Thanks, I actually just got a PM from him on the same topic. I tried the H2O2 on some small local areas and to my surprise saw no change, but I was being very timid with my dose. I may try shutting off the flow and spot treating some areas.


----------



## tike (Nov 10, 2008)

It's a macro algae and as you can testify it is very aggressive in it's growth. In a refugium macro algae is most welcomed but in the main display it can cover all rocks quite quickly. Unfortunately, because you have such a small tank your options for eradication are few. In a much larger tank, any of the tangs will mow that stuff down quickly, but your tank is too small for any of them.
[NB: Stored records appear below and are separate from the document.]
PR #262, opened 2020-07-13
#258: Deal with untyped Tasks

### LINKED ISSUE #258: NUnit2023 fires on variables of type Task
The following code results in an 'The type of the actual argument - 'void' - can never be null.

```
Task task = Task.Run(Do.Nothing);
Assert.That(task, Is.Not.Null);
```

The source code does an Unwrap of an awaitable type regardless if it is actually awaited:
```
            if (actualType.IsAwaitable(out var awaitReturnType))
                actualType = awaitReturnType;
```

Roslyn should already do that for us when called like:
```
                Task task = Task.Run(Do.Nothing);
                Assert.That(await task, Is.Not.Null);
```

manfred-brands:
Fixes #258 like in:
```
var Task = Task.CompletedTask;
Assert.That(task, Is.Not.Null);
Assert.That(task, Is.SameAs(Task.CompletedTask))
```

### DIFF
--- a/src/nunit.analyzers.tests/NullConstraintUsage/NullConstraintUsageAnalyzerTests.cs
+++ b/src/nunit.analyzers.tests/NullConstraintUsage/NullConstraintUsageAnalyzerTests.cs
@@ -84,5 +84,16 @@ namespace NUnit.Analyzers.Tests.NullConstraintUsage
 
             AnalyzerAssert.Valid(analyzer, testCode);
         }
+
+        [TestCase("Is.Null")]
+        [TestCase("Is.Not.Null")]
+        public void ValidWhenActualIsTask(string constraint)
+        {
+            var testCode = TestUtility.WrapInTestMethod($@"
+                var task = Task.CompletedTask;
+                Assert.That(task, {constraint});");
+
+            AnalyzerAssert.Valid(analyzer, testCode);
+        }
     }
 }
--- a/src/nunit.analyzers.tests/NullConstraintUsage/NullConstraintUsageAnalyzerTests.cs
+++ b/src/nunit.analyzers.tests/NullConstraintUsage/NullConstraintUsageAnalyzerTests.cs
@@ -35,6 +35,16 @@ namespace NUnit.Analyzers.Tests.NullConstraintUsage
 
         [TestCase("Is.Null")]
         [TestCase("Is.Not.Null")]
+        public void AnalyzeWhenActualIsTaskDelegate(string constraint)
+        {
+            var testCode = TestUtility.WrapInTestMethod($@"
+                Assert.That(() => Task.FromResult(3), ↓{constraint});");
+
+            AnalyzerAssert.Diagnostics(analyzer, expectedDiagnostic, testCode);
+        }
+
+        [TestCase("Is.Null")]
+        [TestCase("Is.Not.Null")]
         public void ValidWhenActualIsNullableValueType(string constraint)
         {
             var testCode = TestUtility.WrapInTestMethod($@"
--- a/src/nunit.analyzers.tests/SameAsIncompatibleTypes/SameAsIncompatibleTypesAnalyzerTests.cs
+++ b/src/nunit.analyzers.tests/SameAsIncompatibleTypes/SameAsIncompatibleTypesAnalyzerTests.cs
@@ -177,6 +177,17 @@ namespace NUnit.Analyzers.Tests.SameAsIncompatibleTypes
         }
 
         [Test]
+        public void AnalyzeWhenActualAndExpectedTypesAreSame_WithTaskActualValue()
+        {
+            var testCode = TestUtility.WrapInTestMethod(@"
+                var actual = Task.FromResult("""");
+                var expected = """";
+                Assert.That(actual, Is.SameAs(↓expected));");
+
+            AnalyzerAssert.Diagnostics(analyzer, expectedDiagnostic, testCode);
+        }
+
+        [Test]
         public void NoDiagnosticWhenActualAndExpectedTypesAreSame()
         {
             var testCode = TestUtility.WrapInTestMethod(@"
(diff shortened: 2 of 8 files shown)


src/nunit.analyzers/Helpers/AssertHelper.cs
```diff
@@ -46,7 +46,7 @@ public static ITypeSymbol UnwrapActualType(ITypeSymbol actualType)
             if (actualType is INamedTypeSymbol namedType && namedType.DelegateInvokeMethod != null)
                 actualType = namedType.DelegateInvokeMethod.ReturnType;
 
-            if (actualType.IsAwaitable(out var awaitReturnType))
+            if (actualType.IsAwaitable(out var awaitReturnType) && awaitReturnType.SpecialType != SpecialType.System_Void)
                 actualType = awaitReturnType;
 
             return actualType;
```
Dreamescaper, line 52:
```suggestion
            if (actualType is INamedTypeSymbol namedType && namedType.DelegateInvokeMethod != null)
            {
                actualType = namedType.DelegateInvokeMethod.ReturnType;

	            if (actualType.IsAwaitable(out var awaitReturnType))
	                actualType = awaitReturnType;
            }

            return actualType;
```


Seems like it should unwrap tasks only for delegates.

manfred-brands:
I agree with your changes, but this fails several NUnit tests.
But these tests are the ones that deal with the wrong assumption of Tasks being evaluated, e.g.: in StringConstraintWrongActualTypeAnalyzerTests.ValidWhenStringTaskValueProvided
```
Task<string> actual = Task.FromResult("1234");
Assert.That(actual, Does.StartWith("12"));
```

Instead of deleting the tests, I have reversed then from 'Valid' to 'Analyze' and assert they do fire.

src/nunit.analyzers.tests/NullConstraintUsage/NullConstraintUsageAnalyzerTests.cs
```diff
@@ -33,6 +33,16 @@ public void AnalyzeWhenActualIsNonNullableValueTypeDelegate(string constraint)
             AnalyzerAssert.Diagnostics(analyzer, expectedDiagnostic, testCode);
         }
 
+        [TestCase("Is.Null")]
+        [TestCase("Is.Not.Null")]
+        public void ValidWhenActualIsTaskDelegate(string constraint)
```
mikkelbu, line 38:
```suggestion
        public void AnalyzWhenActualIsTaskDelegate(string constraint)
```

src/nunit.analyzers.tests/SameAsIncompatibleTypes/SameAsIncompatibleTypesAnalyzerTests.cs
```diff
@@ -176,6 +176,17 @@ public void AnalyzeWhenIncompatibleTypesProvided_WithNegatedAssert()
             AnalyzerAssert.Diagnostics(analyzer, expectedDiagnostic, testCode);
         }
 
+        [Test]
+        public void AnalyzeWhenActualAndExpectedTypesAreSame_WithTaskActualValue()
+        {
+            var testCode = TestUtility.WrapInTestMethod(@"
+                var actual = Task.FromResult("""");
+                var expected = """";
+                Assert.That(actual, Is.SameAs(expected));");
```
mikkelbu, line 185:
```suggestion
                Assert.That(actual, Is.SameAs(↓expected));");
```

src/nunit.analyzers.tests/SomeItemsIncompatibleTypes/SomeItemsIncompatibleTypesAnalyzerTests.cs
```diff
@@ -44,6 +44,17 @@ public void AnalyzeWhenInvalidCollectionActualArgumentProvided()
                 testCode);
         }
 
+        [Test]
+        public void AnalyzeWhenActualIsCollectionTask()
+        {
+            var testCode = TestUtility.WrapInTestMethod(
+                $"Assert.That(Task.FromResult(new[] {{1,2,3}}), {this.constraint}(1));");
```
mikkelbu, line 51:
```suggestion
                $"Assert.That(Task.FromResult(new[] {{1,2,3}}), ↓{this.constraint}(1));");
```

src/nunit.analyzers.tests/StringConstraintWrongActualType/StringConstraintWrongActualTypeAnalyzerTests.cs
```diff
@@ -38,20 +38,20 @@ public void AnalyzeWhenNonStringValueProvided([ValueSource(nameof(StringConstrai
         }
 
         [Test]
-        public void ValidWhenStringValueProvided([ValueSource(nameof(StringConstraints))] string stringConstraint)
+        public void AnalyzeWhenStringTaskValueProvided([ValueSource(nameof(StringConstraints))] string stringConstraint)
         {
             var testCode = TestUtility.WrapInTestMethod($@"
-                var actual = ""1234"";
+                var actual = Task.FromResult(""1234"");
                 Assert.That(actual, {stringConstraint});");
```
mikkelbu, line 45:
```suggestion
                Assert.That(actual, ↓{stringConstraint});");
```

Dreamescaper:
> Instead of deleting the tests, I have reversed then from 'Valid' to 'Analyze' and assert they do fire.

I would suggest to change to delegate assert to test the actual use case.

```
Task<string> actual = Task.FromResult("1234");
Assert.That(() => actual, Does.StartWith("12"));
```

src/nunit.analyzers.tests/NullConstraintUsage/NullConstraintUsageAnalyzerTests.cs
manfred-brands: Renamed to AnalyzeWhenActualIsTaskDelegate (added e to your suggestion)

manfred-brands:
@Dreamescaper Instead of replacing the test, I added a new one, so we cover both normal delegates and delegates returning Task<T>.

manfred-brands:
@mikkelbu I have rewritten the branch into two commits, my original one, dealing with untyped Task and one that corrects the presumed behaviour that NUnit evaluates tasks, moving those tests from Valid to Analyze status.
You can merge it when you are ready.

mikkelbu:
@manfred-brands Thanks for the contribution. I'll be merging it now.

The best bet is to remove the rock one at a time and manually remove as much of it as you can, then scrub the rock lightly with a wirebrush, give it a rinse in saltwater and return it to the tank. This could take a good while before you can get a handle on it, say a few months? HTH


----------



## jccaclimber2 (May 6, 2012)

I suppose I should have updated this. On another's suggestion I ran a 3.5 day blackout. The algae (and coral) were pale at the end of it, and both looked mostly recovered by the end of the day. Since then I've tried spot treating with H2O2 (which failed previously) and it is responding well. I'm hoping that I'll be able to kill this stuff off with the H2O2 and have the chaeto in the back fill its place. Most of my corals are growing on the base rock at this point so removal and scrubbing is not an option for me.


----------



## coralbandit (Jul 29, 2012)

I really did kill LARGE amounts of the racemorsa macro with only H2O2.It did take around two months or a little more to completely kill it,but I focused on individual areas and only dosed every 2 or 3 days.All in all I would say it worked out better in my SW with the calurpae then on other pesty algaes in my FW.It has worked to some degree in my 29 recently but I'm pretty lame on it and actually thinking of combining my 75&29 into my 120 which is just running so much better, so I haven't done as much as I should.


----------



## jccaclimber2 (May 6, 2012)

Long term update! After a move to Texas and the continued inability to kill this stuff I returned to H2O2. I "spot treated" at a rate of a bit over 1 mL/gallon. Pumps off, H2O2 injected into the patches. At that rate I had to hit a spot for several days in a row, and continued to do so until it rotted off completely. Every time even a tiny spot emerged I would treat it like the main patch until it gave up. Eventually the chaeto in the back and the LPS adjusted to taking in the nutrients, and then I was able to stop. It's been more than 6 months and it is staying gone.


----------



## SantaMonica (Sep 18, 2008)

Good to hear. It's just about nutrient export; this might help:

Nutrient Export

What do all algae (and cyano too) need to survive? Nutrients. What are nutrients? Ammonia/ammonium, nitrite, nitrate, phosphate and urea are the major ones. Which ones cause most of the algae in your tank? These same ones. Why can't you just remove these nutrients and eliminate all the algae in your tank? Because these nutrients are the result of the animals you keep.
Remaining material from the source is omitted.